Records from a data collection:

%%

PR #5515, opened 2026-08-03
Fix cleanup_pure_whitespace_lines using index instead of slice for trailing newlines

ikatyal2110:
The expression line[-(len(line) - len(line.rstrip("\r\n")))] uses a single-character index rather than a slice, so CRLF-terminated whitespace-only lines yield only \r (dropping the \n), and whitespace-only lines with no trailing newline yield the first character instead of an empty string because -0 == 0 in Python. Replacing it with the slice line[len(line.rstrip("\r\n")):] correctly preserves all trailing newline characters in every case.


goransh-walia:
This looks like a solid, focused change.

%%
%%

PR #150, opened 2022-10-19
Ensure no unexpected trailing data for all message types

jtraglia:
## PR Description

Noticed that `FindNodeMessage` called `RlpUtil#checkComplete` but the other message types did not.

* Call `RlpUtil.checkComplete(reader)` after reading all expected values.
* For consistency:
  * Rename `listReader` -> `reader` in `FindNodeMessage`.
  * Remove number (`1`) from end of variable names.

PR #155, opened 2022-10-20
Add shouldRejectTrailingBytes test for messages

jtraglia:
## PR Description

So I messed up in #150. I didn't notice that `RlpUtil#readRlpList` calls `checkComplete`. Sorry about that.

%%

Search the data for the string "that" and copy each line where it appears.

Noticed that `FindNodeMessage` called `RlpUtil#checkComplete` but the other message types did not.
So I messed up in #150. I didn't notice that `RlpUtil#readRlpList` calls `checkComplete`. Sorry about that.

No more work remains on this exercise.